PR #3624, opened 2025-12-20
[blockly] Fix oh_context_info block "as {type}" not working

florian-h05:
Regression from #3376.
Also simplifies the generated code (the members of the event object are now JS strings).


florian-h05:
@kaikreuzer @jsjames We should merge this PR in the code freeze as it fixes a critical blockly regression.

stefan-hoehn:
A pity we both overlooked the issue in the original PR. 😢
LGTM now.

PR #3625, opened 2025-12-20
Only show the clipboard copy confirmation when necessary

jimtng:
This is a regression from #3350, originally working in #3309


jimtng:
@openhab/webui-maintainers please merge this before 5.1 release

PR #3627, opened 2025-12-20
Charts: Fix oh-time-axis doesn't adjust begin/end for series with offset

florian-h05:
Regression from #3578.
Reported on the community.

### DIFF
--- a/bundles/org.openhab.ui/web/src/components/widgets/chart/axis/oh-time-axis.js
+++ b/bundles/org.openhab.ui/web/src/components/widgets/chart/axis/oh-time-axis.js
@@ -20,7 +20,10 @@ export default {
       axis.max = (v) => {
         if (isNaN(v.min)) return endTime.toDate().getTime()
         if (!isFinite(v.max)) return v.max
-        return startOf(chartType, v.min).add(1, chartType === 'isoWeek' ? 'week' : chartType).toDate().getTime()
+        return startOf(chartType, v.min)
+          .add(1, chartType === 'isoWeek' ? 'week' : chartType)
+          .toDate()
+          .getTime()
       }
     } else {
       axis.min = startTime.toDate().getTime()
--- a/bundles/org.openhab.ui/web/src/components/widgets/chart/chart-mixin.js
+++ b/bundles/org.openhab.ui/web/src/components/widgets/chart/chart-mixin.js
@@ -56,9 +56,7 @@ export default {
     const config = this.context.component.config || {}
     const chartType = config.chartType
     const future = config.future === true ? 1 : (config.future ?? 0)
-    const endTime = (chartType)
-      ? this.addOrSubtractPeriod(startOf(chartType), 1 + future)
-      : this.addOrSubtractPeriod(dayjs(), future)
+    const endTime = chartType ? this.addOrSubtractPeriod(startOf(chartType), 1 + future) : this.addOrSubtractPeriod(dayjs(), future)
 
     return {
       speriod: config.period || DEFAULT_PERIOD,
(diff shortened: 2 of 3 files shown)


jsjames:
I can merge this to fix for time-series, but I think the issue will still persist for state-series.  Instead of relying on the timestamps in the data, we should calculate the min max based on the value of offset.

Let me know if you want to me to merge for the release.

florian-h05:
> I think the issue will still persist for state-series.

What do you mean?

jsjames:
> > I think the issue will still persist for state-series.
> 
> What do you mean?

I believe offsets of time won’t work with state-series if we rely on the callback functions to determine the start and stop since echarts does not understand the timestamp for a custom series. I haven’t tried this yet. I think a better soln would be to just calculate the min and max vs using the callback.

florian-h05:
I've also though of better solutions, though that would likely require some refactoring (which isn't bad, we can convert to TypeScript then).

florian-h05:
Since offset requires an additional time axis to be displayed, what about moving offset configuration to additionional axis? I think it makes more sense to have axis with offset and assigning series to them, instead of setting offset for series and having to add axis.

@ghys Please also chime in.

ghys:
I may be wrong here (it's been a while), but I think day.js can handle the day of the week by itself and it may be what's happening here (why the `week` period is not necessarily to be interpreted as "week starting on Sundays").

During the initialization of the app when the configured locale is retrieved from the server it seems to be passed over to day.js here:

https://github.com/openhab/openhab-webui/blob/2589928667e84ce187aade79a75d5c5faf7ebb7a/bundles/org.openhab.ui/web/src/App.vue#L836-L839

Then once the locale is set you can access things like the first day of the week in the local culture (https://day.js.org/docs/en/i18n/locale-data); including those where the week starts on Saturdays (https://www.reddit.com/r/MapPorn/comments/1283i3a/map_of_what_day_the_week_starts_in_different/)

I suspect the `week` period then becomes locally-aware, not necessarily "starting on Sundays" (that was before the locale was "injected").

Since you can combine English strings if you prefer to have the UI in English, with for example German culture (which includes the local first day of the week) by setting your locale to `en_DE` - and I believe most people do that (or should) - then the weekly charts should just use the locally-aware `week` period, and the `isoWeek` and other parameters should probably eventually be dropped. It would also simplify the UI.

jsjames:
@florian-h05, I reviewed and it looks good and restores the existing behavior. Since this is in draft, i'll let you change and can merge.

[EDIT] There are still issues even with the current implementation, for instance, if you have a time chart with fixed period of one month, and one of the series is only offset by 1 day, the chart is off.

Also, in testing, I don't think this is a big deal for the state-series as this will typically be on a different time-axis.

florian-h05:
> I may be wrong here (it's been a while), but I think day.js can handle the day of the week by itself and it may be what's happening here (why the week period is not necessarily to be interpreted as "week starting on Sundays").

I think that makes sense. The question is, do we want to force the begin of the week to be on Sunday or rename it to "Week (starting on Sunday/Monday depending on your locale)"? The latter would save us some work.

> isoWeek and other parameters should probably eventually be dropped. It would also simplify the UI.

isoWeek might still be useful if you want to foce the week to begin on Monday.

dujal:
May I ask if there is a plan to fix the regression at least for timeseries so it is included in one of future bugfix (5.1.x) releases, as you mentioned here https://community.openhab.org/t/openhab-5-1-release-discussion/167620/338 ?

My comparison charts (with offset) are still broken, so I'm really looking forward to this fix :)

Thanks

florian-h05:
Let’s merge this to fix the regression and take care about getting it working for oh-state-series.

jsjames:
> Let’s merge this to fix the regression and take care about getting it working for oh-state-series.

I haven't looked at this for awhile - but from my comment above, i don't think there's an issue with oh-state-series.

However, there is this issue:

> There are still issues even with the current implementation, for instance, if you have a time chart with fixed period of one month, and one of the series is only offset by 1 day, the chart is off.

Let's merge as it is so that at least work better.

jsjames:
@florian-h05 - needs to be rebased. I did it, but not sure best way to submit??

florian-h05:
@jsjames Normally the only way to submit a rebase is to force push. I just rebased through GitHub web.

PR #3637, opened 2025-12-21
Script/Code editor: Fix search panel closes on click

### LINKED ISSUE #3597: Editor search panel closes on click
In any of the editor panes (widgets, rules, configs) ctrl + f now brings up a search and replace panel at the bottom of the screen (which is cool). However, clicking anywhere on that panel closes it again instead of interacting with the elements on the panel. For example, you cannot select the regex option by clicking on it. The panel works for all of its functions if you navigate by tabbing, but not clicking.

(Build #4991)

Also related (though I don't know if this is a bug or not), ctrl + f is completely captured by this function. In many websites with custom search boxes like this a second ctrl + f will close the custom box and bring up the browser search function. That is not true with this search box.

florian-h05:
Fixes #3597.

This was caused by the close button being 100% width and overlaying other buttons.

### DIFF
--- a/bundles/org.openhab.ui/web/src/components/config/controls/script-editor.vue
+++ b/bundles/org.openhab.ui/web/src/components/config/controls/script-editor.vue
@@ -66,6 +66,9 @@
     // This affects the buttons in the search form
     .cm-button
       width auto
+    // Display the close button in the search form in upper right corner, not full width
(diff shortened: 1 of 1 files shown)


florian-h05:
@jsjames Please review and merge this for 5.1 (RC3 build this evening!!).

PR #3640, opened 2025-12-21
Add-on details: Fix invalid back navigation

florian-h05:


florian-h05:
Self-merging to make sure this is merged before the 20 PM CET deadline for RC3.

PR #3595, opened 2025-12-15
Fix stylesheet not working for layout grid items

florian-h05:
Also fixes #1425.

PR #3641, opened 2025-12-22
Fix stylesheet not applied for some widget components

florian-h05:
Regression from #3595.


florian-h05:
@jsjames Sorry, for self-merging, but we have to make sure this gets into the 5.1.0 release build and I don't know whether you are available before 3 pm CET.

Issue #3572, opened 2025-12-11
[MainUI] Group is lost when creating Point/Equipment from Thing channel


dujal:
## The problem
I use persistence configuration based on groups, so most of the time I create new Item from any Thing  by "Add Equipment to Model" or "Add Points to Model" I need to put the Item to additional persistence group Item.

I select the parent group in the wizzard dialog, I can see the Group is added to parent groups, but when I confirm the wizzard, Items are created without that Group (only with semantic parent Equipment Group). 

See the following video:

![Image](https://github.com/user-attachments/assets/553d1191-d570-44ea-84e7-aa15968b711f)

## Steps to reproduce

1. open existing Thing and switch to channel tab
2. click Add Equipment to Model or Add Points to Model
3. select one channel and add some Group to that channel 
4. Save the wizzard form
5. Check the created item has the parent Group

## Your environment

This problem is not related to any recent changes, it is there from OH 4.x.

## Browser console

```txt

```

florian-h05:
@mherwege Do you want to have a look?

mherwege:
> [@mherwege](https://github.com/mherwege) Do you want to have a look?

Yes, but towards the second half of the week most likely.

dujal:
@mherwege I'm going to try to create my first PR to openHAB repo for this bug.
I've already fixed the problem locally, so if you still have not worked on this, then please let it for me, thanks.

mherwege:
I didn’t get very far yet, so please provide a PR. We always welcome new contributors.

mherwege:
@dujal How is the progress on making a PR? I do want you to create one if possible, but I have a fix as well.

@florian-h05 I prefer letting @dujal create a PR for a fix, but if you want to get this in release, I can push a fix.

dujal:
@mherwege If you have the fix prepared already, then feel free to create the PR. I will have not much time to do so today.
I'll find something else to contribute.

PR #3642, opened 2025-12-22
Fix groups not saved when adding points or equipment to model

mherwege:
Fixes https://github.com/openhab/openhab-webui/issues/3572


florian-h05:
@mherwege Do you think we should squeeze this into 5.1.0?

mherwege:
Keep it for a first patch release I would say. I don't see much risk, but I would prefer to be on the safe side. There is a workaround: editing the item after creation, a bit more work but feasible.
It is up to you.

florian-h05:
I also tend to stay on the safe side, so this will go into the first patch release :+1:

florian-h05 (approved):
LGTM, thanks!

Issue #596, opened 2022-06-24
Consider implementing Dispose pattern for handle typedefs


AArnott:
When a typedef struct represents a releasable handle, we could implement `IDisposable` so that C# `using` syntax would allow deterministic release of these handle.

elachlan:
I think this will be blocked by the solution in #610, which should establish how to reliably identify what nativedef structs are handles.

AArnott:
I don't think so... #610 is about picking which structs should get an `IsNull` property, but _this_ issue only needs to know whether a given typedef struct has a releaser method, which we already know.

elachlan:
Yes, I guess we have to know HOW to release it, to be able to release it. Adding this won't be too bad.

elachlan:
Should this be able to be turned on/off by a setting? Or would there be no benefit in that?

AArnott:
I don't anticipate any downside to it, so I wouldn't add a switch unless a downside presents itself.

elachlan:
@AArnott if we add `IDisposable` to a struct, do we also need to add an `bool ownsHandle` similar to `safehandles`? That way we can handle when a method is tagged with `DoNotReleaseAttribute`?

jnm2:
The handle struct would no longer be blittable and would also be subject to tearing.

elachlan:
So we can't use `IDisposable` then on any struct that is used by a method which has the `DoNotReleaseAttribute`.

AArnott:
No, it's not the `IDisposable` that would present the problems that @jnm2 calls out. It's the additional field where we would store the `ownsHandle` value.
If folks want .NET/C# to help with disposal of native resources, SafeHandle is the standard. The typedef structs are the native primitive that folks use when they specifically want to control lifetime themselves and/or cannot take the GC pressure of a SafeHandle. To make the struct disposable may be interesting, but it blurs the line. And if it led to analyzers producing warnings when they are not disposed of, that would violate a major point of falling back to them in the first place.

So maybe we could do the IDisposable struct thing if we new analyzers don't and would never call out disposing them. But I'm leaning against doing it at all given that's SafeHandle territory.

elachlan:
That is probably a good idea. So should we close this issue or limit it to structs without associated methods tagged with `DoNotReleaseAttribute`? I don't really have an opinion either way.

AArnott:
[...]

PR #657, opened 2022-08-17
Adding IDisposable to typedefs

elachlan:
Fixes: #596

Copied and modified code from safehandles section.

**WIP:**
-  I will need to check for invalid handle values.
- The casting seems a bit strange and is causing test failures. 
- Check if struct is used by a method, which has the `DoNotReleaseAttribute`. Struct is not disposable if this is the case.
- Have not worked on any of the tests yet


AArnott:
We should usually agree on a design on the issue (including working on some of the issues you call out like when they should be disposable and not) before a PR is created to avoid wasted effort on a design or idea that won't move forward.

PR #666, opened 2022-08-24
Improvements to HRESULT

### LINKED ISSUE #664: Improvements to `HRESULT`
Add `ToString` to print 0x hex syntax and `HRESULT_FROM_WIN32` to `HRESULT` to improve usability.

elachlan:
This overrides `ToString()` to produce the familiar `0x80001234` format for an HRESULT.
It also adds the `HRESULT_FROM_WIN32` macro.

Fixes #664


elachlan:
I am unsure what to do to fix the build error. Do I need to specify a dependency somewhere?

src/Microsoft.Windows.CsWin32/templates/HRESULT.cs
```diff
@@ -61,7 +61,9 @@ internal HRESULT ThrowOnFailure(IntPtr errorInfo = default)
         return this;
     }
 
-    public override string ToString() => this.Value.ToString();
+	internal static HRESULT HRESULT_FROM_WIN32(WIN32_ERROR error) => new(((int)error & 0x0000FFFF) | unchecked((int)0x80070000));
 
-    internal string ToString(string format, IFormatProvider formatProvider) => ((uint)this.Value).ToString(format, formatProvider);
+	public override string ToString() => this.Value.ToString("X");
```
AArnott, line 66: We want it in this format: `0x00005678`. That is, a `0x` prefix and padded so it ends with 8 hex characters.

src/Microsoft.Windows.CsWin32/templates/HRESULT.cs
```diff
@@ -61,7 +61,9 @@ internal HRESULT ThrowOnFailure(IntPtr errorInfo = default)
         return this;
     }
 
-    public override string ToString() => this.Value.ToString();
+	internal static HRESULT HRESULT_FROM_WIN32(WIN32_ERROR error) => new(((int)error & 0x0000FFFF) | unchecked((int)0x80070000));
```
AArnott, line 64: Are we sure the conversion is this simple? I'm looking at [this doc](https://docs.microsoft.com/en-us/windows/win32/api/winerror/nf-winerror-hresult_from_win32#remarks) and it seems more complicated than this.

[This C# HResult struct](https://github.com/dotnet/pinvoke/blob/main/src/Windows.Core/HResult.cs) may be a resource as well.

elachlan: Should I be adding via generator is the dependency is added when importing HRESULT?

elachlan: @AArnot, I guessing winforms did what they did because `(FACILITY_WIN32 << 16) | 0x80000000)` effectively is `unchecked((int)0x80070000)`? I don't know for sure, but I think its the bitshift on the const?

AArnott: > Should I be adding via generator so the dependency is added when importing HRESULT?

Yes, we absolutely should ensure the referenced types are generated. We can probably combine the template simplicity with a special step in the generator that 'knows' to add the types referenced in the template to try to capture the best of both worlds.

The difference in the expression that I was focusing on is that negative WIN32_ERROR is supposed to be taken as-is. Only positive values get this special bit-wise treatment.

elachlan: > Yes, we absolutely should ensure the referenced types are generated. We can probably combine the template simplicity with a special step in the generator that 'knows' to add the types referenced in the template to try to capture the best of both worlds.

I have no idea how to implement that.

> The difference in the expression that I was focusing on is that negative WIN32_ERROR is supposed to be taken as-is. Only positive values get this special bit-wise treatment.

The negative test was added in windows xp. Nothing on why though. I imagine the negative values were added around then and maybe they were managed better in `WIN32_ERROR`? Who knows.
https://matthewvaneerde.wordpress.com/2007/12/28/the-evolution-of-hresult_from_win32/

Raymond Chen also wrote an article on doing the reverse mapping which might be useful.
https://devblogs.microsoft.com/oldnewthing/20061103-07/?p=29133

elachlan: @russkie sorry to bother you. But do you know why there is a negative check in `HRESULT_FROM_WIN32` and why there isn't a bit shift on it?

AArnott: Regardless of the reason the negativity check exists, for auditing purposes I'd prefer that we kept as close to the same syntax as the header files as possible. 
I can help with the testing.

elachlan: Is there anywhere else in the code where we detect dependencies and then include them?

RussKie: @ecalalang I am afraid I don't know. I think you know about this speific area way more than me at this point :)

elachlan: Thanks, do you know someone that might know?

RussKie: May be try nerd sniping @oldnewthing? :D 

My first point of contact for such things is generally @JeremyKuhne, but he's OOF right now.

JeremyKuhne: @elachlan, @RussKie presumably the negative check there is to deal with things that are already `HRESULT`s or possibly filter out other ["custom" codes](https://docs.microsoft.com/windows/win32/debug/system-error-codes#third-party-error-codes) that might be set on last error, but I'm not 100% sure. In any case, something that was negative wouldn't make much sense wrapping in an `HRESULT` and claiming it was a Win32 error. I'd just follow along with the actual implementation.

AArnott:
I refactored the `HRESULT_FROM_WIN32` into its own optional 'macro' (a new concept) so that `WIN32_ERROR` doesn't always have to be (exhaustively) generated every time `HRESULT` is required.

src/Microsoft.Windows.CsWin32/Generator.cs
```diff
@@ -477,34 +492,35 @@ private IEnumerable<MemberDeclarationSyntax> NamespaceMembers
...
-            for (int i = 0; i < members.Count(); i++)
+            int i = 0;
+            foreach (IGrouping<string, MemberDeclarationSyntax> entry in members)
             {
-                IGrouping<string, MemberDeclarationSyntax> entry = members.ElementAt(i);
-                if (i == 0)
+                ClassDeclarationSyntax partialClass = DeclarePInvokeClass(entry.Key)
+                    .AddMembers(entry.ToArray())
+                    .WithLeadingTrivia(ParseLeadingTrivia(string.Format(CultureInfo.InvariantCulture, PartialPInvokeContentComment, entry.Key)));
+                if (i++ == 0)
```
RussKie, line 501: [nit] May be we could avoid combining two operations as it could confuse some readers, and may inadvertenly introduce bugs if this code is modified/extended later.

src/Microsoft.Windows.CsWin32/Generator.cs
```diff
@@ -1038,6 +1086,34 @@ public bool TryGenerateConstant(string possiblyQualifiedName, out IReadOnlyList<
...
+    /// </summary>
+    /// <param name="macroName">The name of the macro. Never qualified with a namespace.</param>
+    /// <param name="preciseApi">Receives the canonical API names that <paramref name="macroName"/> matched on.</param>
+    /// <returns><see langword="true"/> if a match was found and the macro generated; otherwise <see langword="false"/>.</returns>
+    public bool TryGenerateMacro(string macroName, out IReadOnlyList<string> preciseApi)
+    {
+        if (macroName is null)
+        {
+            throw new ArgumentNullException(nameof(macroName));
+        }
```
RussKie, line 1100: If we're targeting .NET 6+, this could be changed to [`ArgumentNullException.ThrowIfNull`](https://docs.microsoft.com/dotnet/api/system.argumentnullexception.throwifnull)

src/Microsoft.Windows.CsWin32/templates/PInvokeClassMacros.cs
```diff
@@ -0,0 +1,15 @@
+﻿/// <summary>
+/// This class wrapper is stripped so that individual macros can be requested for generation.
+/// </summary>
+internal class PInvokeClassMacros
+{
+	/// <summary>
```
RussKie, line 6: Not sure what the overall policy in this repo, but this file is using tabs, whereas other files appear to be using spaces. Perhaps something is amiss in .editorconfig?

src/Microsoft.Windows.CsWin32/Generator.cs
AArnott: I didn't know about that. Cool. But this generator targets netstandard2.0 so the source generator can run in C# compiler contexts that are hosted by .NET Framework.

elachlan: Maybe we can write our own helper methods?

RussKie: Ah right, no worries then.

In the designer repo we added some throw helpers with #pragmas, something _could_ be useful here, e.g.:
```cs
    /// <summary>
    ///  If <paramref name="argument"/> is <see langword="null"/>, throw an <see cref="ArgumentNullException"/>.
    ///  Otherwise, return the value of <paramref name="argument"/>.
    /// </summary>
    /// <exception cref="ArgumentNullException"/>
    public static T OrThrowIfArgumentIsNull<T>(
        [NotNull] this T? argument,
        [CallerArgumentExpression("argument")] string? paramName = null)
    {
#if NET6_0_OR_GREATER
        ArgumentNullException.ThrowIfNull(argument, paramName);
#else
        ThrowIfArgumentIsNull(argument, paramName);
#endif

        return argument;
    }

    /// <summary>
    ///  If <paramref name="argument"/> is <see langword="null"/>, throw an <see cref="ArgumentNullException"/>.
    /// </summary>
    /// <exception cref="ArgumentNullException"/>
#if NET6_0_OR_GREATER
    [Obsolete("Use ArgumentNullException.ThrowIfNull(...) instead.")]
#endif
    public static void ThrowIfArgumentIsNull(
        [NotNull] object? argument,
        [CallerArgumentExpression("argument")] string? paramName = null)
    {
#if NET6_0_OR_GREATER
        ArgumentNullException.ThrowIfNull(argument, paramName);
#else
        if (argument is null)
        {
            ThrowHelper.ThrowArgumentNullException(paramName);
        }
#endif
```

src/Microsoft.Windows.CsWin32/templates/PInvokeClassMacros.cs
AArnott: Oh wait, I guess there's an .editorconfig file in the templates directory itself that prescribes tabs. Now that I recall, all the code we generate uses tabs, so we want the templates to use tabs as well.

RussKie: That makes sense. I commented because it looked inconsistent :)

AArnott: I'll create a PR to use tabs consistently in the templated files that are using spaces.

src/Microsoft.Windows.CsWin32/Generator.cs
AArnott: I've pushed [a change](5632b2d840ebe5ee698379088f20bf4c333dd4de) to apply this.

src/Microsoft.Windows.CsWin32/templates/PInvokeClassMacros.cs
AArnott: I pushed as ee1ade7b343f97f210d2fb90262add61a6063a4b

src/Microsoft.Windows.CsWin32/Generator.cs
RussKie: 🚀

src/Microsoft.Windows.CsWin32/templates/PInvokeClassMacros.cs
RussKie: 🚀

src/Microsoft.Windows.CsWin32/Generator.cs
AArnott: We already have a bunch of helper methods in a `Require` class (in the Microsoft.VisualStudio.Validation package) that we use for this purpose, but as this a source generator and dependencies have a tendency to create new issues, I have to do without them.
While we could re-introduce the helper methods as source code within the project itself, I don't think it's worth it. We hardly have null checks anyway because we use nullable ref annotations everywhere anyway. I only included it here because it was in a public method.
IMO if it took until .NET 6 to add a helper method to the runtime, we can get by with a manual `if` check in a few places. :)

elachlan: You should check out the other performance enhancements in .NET7, its a chapter book! https://devblogs.microsoft.com/dotnet/performance_improvements_in_net_7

^^^^^^^^^^^^^^^^

EXERCISE INSTRUCTIONS |
Scan the material and collect every line that contains "difference".

OUTPUT |
The difference in the expression that I was focusing on is that negative WIN32_ERROR is supposed to be taken as-is. Only positive values get this special bit-wise treatment.
> The difference in the expression that I was focusing on is that negative WIN32_ERROR is supposed to be taken as-is. Only positive values get this special bit-wise treatment.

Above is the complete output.